I'm the Canary in My Family’s Genetic Coal Mine

October 17, 2018Rebecca Meyer Carr

When I was in my late 20s, I visited the United States Holocaust Memorial Museum in Washington, D.C. I was prepared to be moved, disturbed, and even frightened by what I would encounter there. After all, my father and his parents and grandmother escaped Berlin in 1941, a fact that has hung over our family’s history like a veil. But the thing that stood out for me so powerfully during that visit was how much the faces of the European Jews looked just like me.

Genetics is a strange thing. We inherit our hair color, our height, our dimples from our ancestors. I inherited my deep brown eyes and my heavy, dark eyebrows from my father’s mother. She is the link to my European ancestors whose faces I saw at the museum. She also unknowingly passed down to me her BRCA1 cancer mutation. Yes, genetics is a strange thing.

A decade after that trip to D.C., when I was just 37 years old, I found a lump in my breast. This discovery led to tests and the terrifying reality that I was facing invasive breast cancer with significant lymph node involvement. My head spinning, I was rushed into surgeries, chemotherapy, and radiation. In the middle of the craziness, a genetic counselor sat down with me and pointed out that my history showed several red flags for carrying a genetic mutation: I was under 40 and pre-menopausal; I am an Ashkenazi Jew. Examining a family tree produced by an industrious relative, we found that my great-grandmother had died at age 28 of a “female disease,” which we now believe most likely was ovarian cancer.

When you get breast cancer, it is very personal. It happened to me. I received a diagnosis, I underwent surgery, I endured months of harsh treatments. When you find out you carry a genetic mutation, as I did around the midpoint of my chemo treatments, everything shifts. The I becomes we. To be clear, this is one of the few times in my life, I wished it had been just me. This was not something I wished to share with my family, but I had no choice.

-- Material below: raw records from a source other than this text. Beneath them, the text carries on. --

PR #493, opened 2023-01-25
Ignore anomalous scattering factors for Z > 92

saransh13:
As the title says. Ignores `f'`, `f"`, `fNT` and `frel` for atoms with Z > 92. Came up during analysis of alpha-Pu.

### DIFF
--- a/hexrd/material.py
+++ b/hexrd/material.py
@@ -578,7 +578,7 @@ class Material(object):
                 if x:
                     try:
                         U[ii] = float(U[ii])
-                    except:
+                    except ValueError:
                         U[ii] = self.DFLT_U[0]
 
             self._U = numpy.asarray(U)
--- a/hexrd/material.py
+++ b/hexrd/material.py
@@ -554,7 +554,7 @@ class Material(object):
             msg = (f"'Debye-Waller factors not present. "
                    f"setting to same values for all atoms.'")
             warn(msg)
-            U = 1.0/numpy.pi/2./numpy.sqrt(2.) * numpy.ones(atompos[0].shape)
+            U = self.DFLT_U[0] * numpy.ones(atompos[0].shape)
             self._U = U
         else:
             if(occ_U[1] in cifdata.keys()):
@@ -576,7 +576,10 @@ class Material(object):
 
             for ii, x in enumerate(chkstr):
                 if x:
-                    U[ii] = 1.0/numpy.pi/2./numpy.sqrt(2.)
+                    try:
+                        U[ii] = float(U[ii])
+                    except:
+                        U[ii] = self.DFLT_U[0]
 
             self._U = numpy.asarray(U)
         '''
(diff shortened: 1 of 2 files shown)


hexrd/material.py
```diff
@@ -576,7 +576,10 @@ def _readCif(self, fcif=DFLT_NAME+'.cif'):
 
             for ii, x in enumerate(chkstr):
                 if x:
-                    U[ii] = 1.0/numpy.pi/2./numpy.sqrt(2.)
+                    try:
+                        U[ii] = float(U[ii])
+                    except:
+                        U[ii] = self.DFLT_U[0]
```
psavery, line 582: It's usually best to avoid bare `except` since it will literally catch anything, including errors that we would want to know about (which can lead to bugs that are hard to track down).

What are the kinds of errors that can occur here? `IndexError` from the `ii` index being out of range? We could potentially catch that instead. Or there could also be a `ValueError` converting to float?

hexrd/unitcell.py
```diff
@@ -747,11 +747,20 @@ def InitializeInterpTable(self):
...
-                gid = fid.get('/'+elem)
-                data = np.array(gid.get('data'))
-                self.pe_cs[elem] = interp1d(data[:, 7], data[:, 3])
-                data = data[:, [7, 1, 2]]
-                f_anomalous_data.append(data)
+
+                wav = np.linspace(1.16E2, 2.86399992e-03, 189)
+                zs = np.ones_like(wav)*Z
+                zrs = np.zeros_like(wav)
+                data_zs = np.vstack((wav, zs, zrs)).T
```
psavery, line 754: If this section of code is only used by the `else` block, maybe we should move it into the `else` block?

psavery (approved):
I left a couple of comments, but overall LGTM

psavery:
I just pushed a commit that should fix the failing Mac test.

hexrd/material.py
saransh13: `U[ii]`, when read from the file returns a string. Now, this string could be a number like `0.0` or a `?` to denote that the number is unavailable. The try was to make sure `float(U[ii])` was successful, and if it was not then we can just assign the default value. Can you think of a better way to do this?

hexrd/unitcell.py
saransh13: done

hexrd/material.py
psavery: We could do `if U[ii] == '?'` to check if it is a question mark, if the only allowable non-float value is a question mark (that way, if some typo is entered instead, it would produce an error).

Or, the exception could catch `ValueError` to catch any errors when converting to float.

hexrd/unitcell.py
psavery: Looks like it isn't pushed yet.

PR #500, opened 2023-02-21
IPF coloring added to NF plotting

rachelelim:
Plotting post-NF reconstruction now uses IPF colors instead of some arbitrary color scheme.


scripts/process_nf.py
```diff
@@ -354,25 +354,11 @@
...
-
-        plt.figure(1)
-        plt.imshow(confidence_map[0])
-        plt.title('Bottom Layer Confidence')
 
-        plt.figure(2)
-        plt.imshow(confidence_map[-1])
-        plt.title('Bottom Layer Confidence')
+mat = Material(name=mat_name, material_file=mat_file, dmin=valWUnit(
+    'lp', 'length',  0.05, 'nm'), kev=valWUnit('kev', 'energy', beam_energy, 'keV'))
```
psavery, line 359: Maybe this should be moved into the `if output_plot_check:` block since it is only used there?

psavery (approved):
This looks good to me.

@darrencpagan, did you want to look over this and/or test it as well?

rachelelim:
I'm not sure how to revert those changes that accidentally got added on top of the IPF color change

psavery:
The last 6 commits on this PR were merged accidentally. However, considering that they only added new files, and did not edit any existing files, we are going to just leave them.

PR #501, opened 2023-02-24
Revert "IPF coloring added to NF plotting"

joelvbernier:
Reverts HEXRD/hexrd#500

Need to remove commits after 136bc829e311d915deb9a71524a1aaf1803007b7 and package those in a new NF config-related PR.


psavery:
I took a look over the commits accidentally added in #500, and it looks like the extra commits only added new files, mostly under a new `nf_config` directory. The extra commits did not modify any existing files. Therefore, I think the best course of action here is to just leave them. We can edit/update the new files in future pull requests.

The BRCA1 mutation does not discriminate; every descendant of a person who carries a mutation has a 50% chance of inheriting it as well. In my family, this means that relatives on my father’s side of the family could be carriers of a mutation that gives women an 85% chance of getting breast cancer and a 45% chance of getting ovarian cancer. For the men, breast cancer and other cancer risks are elevated above risk levels in the general population as well.

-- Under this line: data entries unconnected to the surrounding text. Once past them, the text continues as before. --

Issue #502, opened 2023-03-08
Absorption length


saransh13:
The `unitcell.absorption_length` needs to be modified to include the coherent and incoherent scattering factors. Currently, it only accounts for the photo-effect cross-section. This becomes important at higher energies.

PR #503, opened 2023-03-08
add incoherent and coherent scattering to the absorption cross-section.

saransh13:
This fixes issue #502.

### DIFF
--- a/hexrd/unitcell.py
+++ b/hexrd/unitcell.py
@@ -15,6 +15,13 @@ import time
 from hexrd.utils.decorators import numba_njit_if_available
 
 eps = constants.sqrt_epsf
+ENERGY_ID = 0
+REAL_F1_ID = 1
+IMAG_F2_ID = 2
+MU_ID = 3
+COH_INCOH_ID = 4
+MU_K_ID = 6
+WAV_ID = 7
 
 ''' calculate dot product of two vectors in any space 'd' 'r' or 'c' '''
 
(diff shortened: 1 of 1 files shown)


hexrd/unitcell.py
```diff
@@ -751,7 +751,7 @@ def InitializeInterpTable(self):
                 if Z <= 92:
                     gid = fid.get('/'+elem)
                     data = np.array(gid.get('data'))
-                    self.pe_cs[elem] = interp1d(data[:, 7], data[:, 3])
+                    self.pe_cs[elem] = interp1d(data[:, 7], data[:, 3]+data[:,4])
```
psavery, line 754: It would be nice to have these columns stored as variables to make this easier to read (such as `SCATTERING_FACTORS_IDX` or something like that).

psavery (approved):
LGTM

saransh13:
Good idea. I can add that to the PR.

hexrd/unitcell.py
```diff
@@ -751,8 +758,9 @@ def InitializeInterpTable(self):
                 if Z <= 92:
                     gid = fid.get('/'+elem)
                     data = np.array(gid.get('data'))
-                    self.pe_cs[elem] = interp1d(data[:, 7], data[:, 3])
-                    data = data[:, [7, 1, 2]]
+                    self.pe_cs[elem] = interp1d(data[:, WAV_ID], \
+                    data[:, MU_ID]+data[:,COH_INCOH_ID])
```
psavery, line 762:
```suggestion
                    self.pe_cs[elem] = interp1d(data[:, WAV_ID],
                        data[:, MU_ID]+data[:,COH_INCOH_ID])
```
FYI: you don't need the `\` since there are parentheses, and it's better to indent the next line to show it is continuing from the first line.

PR #267, opened 2023-03-16
Add checks to make sure Update Operators do not use conflicting/overlapping paths

### LINKED ISSUE #232: Check that different update operators do not target same field (conflict)

tatu-at-datastax:
**What this PR does**:

Improves checking of dotted paths used with update operator to ensure overlapping paths are not allowed (same as with other mongoose backends).

Fixes #232

**Checklist**
- [ ] Changes manually tested

### DIFF
--- a/src/main/java/io/stargate/sgv2/jsonapi/api/model/command/clause/update/UpdateClause.java
+++ b/src/main/java/io/stargate/sgv2/jsonapi/api/model/command/clause/update/UpdateClause.java
@@ -74,6 +74,16 @@ public record UpdateClause(EnumMap<UpdateOperator, ObjectNode> updateOperationDe
 
       while (it.hasNext()) {
         var curr = it.next();
+        PathMatchLocator prevLoc = prev.getKey();
+        PathMatchLocator currLoc = curr.getKey();
+        // So, if parent/child, parent always first so this check is enough
+        if (currLoc.isSubPathOf(prevLoc)) {
+          throw new JsonApiException(
+              ErrorCode.UNSUPPORTED_UPDATE_OPERATION_PARAM,
+              "Update operator path conflict due to overlap: '%s' (%s) vs '%s' (%s)"
+                  .formatted(
+                      prevLoc, prev.getValue().operator(), currLoc, curr.getValue().operator()));
+        }
       }
     }
     actionMap.entrySet().forEach(e -> {});
--- a/src/main/java/io/stargate/sgv2/jsonapi/api/model/command/clause/update/UpdateClause.java
+++ b/src/main/java/io/stargate/sgv2/jsonapi/api/model/command/clause/update/UpdateClause.java
@@ -86,7 +86,6 @@ public record UpdateClause(EnumMap<UpdateOperator, ObjectNode> updateOperationDe
         }
       }
     }
-    actionMap.entrySet().forEach(e -> {});
 
     return new ArrayList<>(operationMap.values());
   }
--- a/src/main/java/io/stargate/sgv2/jsonapi/api/model/command/clause/update/UpdateClause.java
+++ b/src/main/java/io/stargate/sgv2/jsonapi/api/model/command/clause/update/UpdateClause.java
@@ -5,10 +5,12 @@ import com.fasterxml.jackson.databind.node.ObjectNode;
 import io.stargate.sgv2.jsonapi.api.model.command.deserializers.UpdateClauseDeserializer;
 import io.stargate.sgv2.jsonapi.exception.ErrorCode;
 import io.stargate.sgv2.jsonapi.exception.JsonApiException;
+import io.stargate.sgv2.jsonapi.util.PathMatchLocator;
 import java.util.ArrayList;
 import java.util.EnumMap;
 import java.util.List;
 import java.util.Set;
+import java.util.TreeMap;
 import java.util.stream.Collectors;
 import org.eclipse.microprofile.openapi.annotations.enums.SchemaType;
 import org.eclipse.microprofile.openapi.annotations.media.Schema;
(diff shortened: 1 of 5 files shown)


src/main/java/io/stargate/sgv2/jsonapi/api/model/command/clause/update/UpdateClause.java
```diff
@@ -37,29 +39,54 @@ public record UpdateClause(EnumMap<UpdateOperator, ObjectNode> updateOperationDe
...
+              }
+            });
 
-    if ((setOp != null) && (unsetOp != null)) {
-      Set<String> paths = getPaths(setOp);
-      paths.retainAll(getPaths(unsetOp));
+    // Second: check for sub-paths -- efficiently done by using alphabetic-sorted paths
+    // and comparing adjacent ones; for each pair see if later one is longer one and
+    // starts with dot.
+    // For example: "path.x" vs "path.x.some.more" we notice latter has suffix ".some.more"
```
vkarpov15, line 69: I don't remember off the top of my head which characters we allow in field names, but I don't think this will work if we allow spaces, `$`, or `+` in field names. Because "path.x$foo" comes before "path.x.foo" in lexicographical order.

Is there any way we can use a different approach here? I'd rather not add code that blocks us from supporting "$" in field names.

src/test/java/io/stargate/sgv2/jsonapi/service/updater/DocumentUpdaterTest.java
```diff
@@ -235,10 +235,42 @@ public void invalidSetAndUnsetSameField() throws Exception {
...
+    public void invalidMulAndIncSameFieldNested() {
+      Throwable t =
+          catchThrowable(
+              () ->
+                  DocumentUpdater.construct(
+                      DocumentUpdaterUtils.updateClause(
+                          UpdateOperator.INC,
+                          (ObjectNode) objectMapper.readTree("{\"root.x\":-7, \"root.inc\":-3}"),
+                          UpdateOperator.MUL,
+                          (ObjectNode) objectMapper.readTree("{\"root.mul\":3, \"root.x\":2}"))));
```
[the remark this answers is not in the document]
tatu-at-datastax: Yes. I should probably add case to verify.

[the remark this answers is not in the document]
tatu-at-datastax: Added another IT that checks `nested.old` ($unset) and `nested.new` ($set) (same logic between all operators).

src/main/java/io/stargate/sgv2/jsonapi/api/model/command/clause/update/UpdateClause.java
vkarpov15: @tatu-at-datastax the issue is your alphabetical sorting assumption. The assumption here is that `path.x.some.more` would _immediately_ follow `path.x` in the sort order, unless there's some other conflicting path. But in ASCII, `$` is less than `.`. So conventional string sorting would put fields with dollar paths _before_ conflicting paths. Below is an example in JavaScript

```
> ['path.x', 'path.x.some.more', 'path.x$foo'].sort()
[ 'path.x', 'path.x$foo', 'path.x.some.more' ]
```

Not sure if that applies here, just figured I'd call that out.

src/main/java/io/stargate/sgv2/jsonapi/api/model/command/clause/update/UpdateClause.java
```diff
@@ -37,29 +39,54 @@ public record UpdateClause(EnumMap<UpdateOperator, ObjectNode> updateOperationDe
...
+        if (currLoc.isSubPathOf(prevLoc)) {
+          throw new JsonApiException(
+              ErrorCode.UNSUPPORTED_UPDATE_OPERATION_PARAM,
+              "Update operator path conflict due to overlap: '%s' (%s) vs '%s' (%s)"
+                  .formatted(
+                      prevLoc, prev.getValue().operator(), currLoc, curr.getValue().operator()));
+        }
       }
     }
+    actionMap.entrySet().forEach(e -> {});
```
maheshrajamani, line 89: Do we need this statement?

maheshrajamani (approved):

src/main/java/io/stargate/sgv2/jsonapi/api/model/command/clause/update/UpdateClause.java
tatu-at-datastax: @vkarpov15 Ah. Ok, let me think this over. Good catch.

tatu-at-datastax: I can make sorting work with some more work. Two obvious extensions:

1. Use modified String comparison where `.` is sorted like `null` byte (value 0)
2. Sort split segments (which Locator already has)

both would work; I may go with (2)

tatu-at-datastax: Added segment-aware sorting, testing to verify functioning.

vkarpov15: Nice, thanks. It looks like the reason why this works though is because you've included a loop over path segments in the `compare()` method - any worries about this being potentially slow? You'll have to iterate over path segments O(nlogn) times, creating a map of all parent paths will likely be faster but more memory intensive. I don't think this is a big deal either way, just food for thought.

tatu-at-datastax: @vkarpov15 that's a reasonable question. I guess it all depends on depth of document. My thinking was that for deeper documents most differences are at first segment(s) anyway so that it evens out, compared to String comparison. But my main consideration was, I guess, between straight String comparison (just changing sort value of `.`) vs segmented, where I think performance is similar. I did not consider possibility of building lookup for covered paths: in that case it does come back to both memory usage added and (more importantly), construction of new String instances to reconstruct parent paths. I guess it can go either way wrt overall performance, in the end.

Fundamentally I guess it also comes down to how many updates do we usually have: I suspect differences are not meaningful until into thousands of operations.

Since this logic is fairly isolated, I think I'll keep the question in mind and can reconsider re-implementation if we find a hotspot.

People have asked me how it feels to be the canary in the coal mine, the proverbial bird that was sent down the shaft to see if the air was safe for the coal miners. I was the first person in my family to find out about our BRCA mutation and I am the only one of my living relatives to have had a BRCA-related cancer. Because I ended up in that cancer coal mine, my loved ones know they can be tested to see if they carry the mutation and that they have options to reduce their risks of cancer and its treatments, and even an early death. Several family members have been through testing and they are now empowered to take control of their health to avoid what I went through.

As I grew stronger and began to put my breast cancer in my rear view mirror, I started to look for ways to educate others about BRCA. One thing I want to shout at the top of my lungs – because I certainly hadn’t heard it before – is this: One in 40 Ashkenazi Jews carries a BRCA mutation! That’s a ridiculously high number, especially when you consider that the number of mutation carriers in the general population is one in 500!

The next time you’re in a synagogue, Hadassah meeting, or Jewish Federation event, look around and count 40 of you. Chances are that one person in the group is carrying a mutation that gives them a very high risk of developing a life-threatening cancer… and they most likely don’t even know it.

I have spoken about my cancer and BRCA journey to synagogue groups, Jewish day schools, and women who have tracked me down to ask me questions. I will continue shouting loudly about BRCA mutations until everyone knows their risk and can take proactive measures to save their own lives. I never wanted to be the canary in my family’s genetics coal mine. But if I had to be that canary, I’m glad I could raise the alarm and warn the others.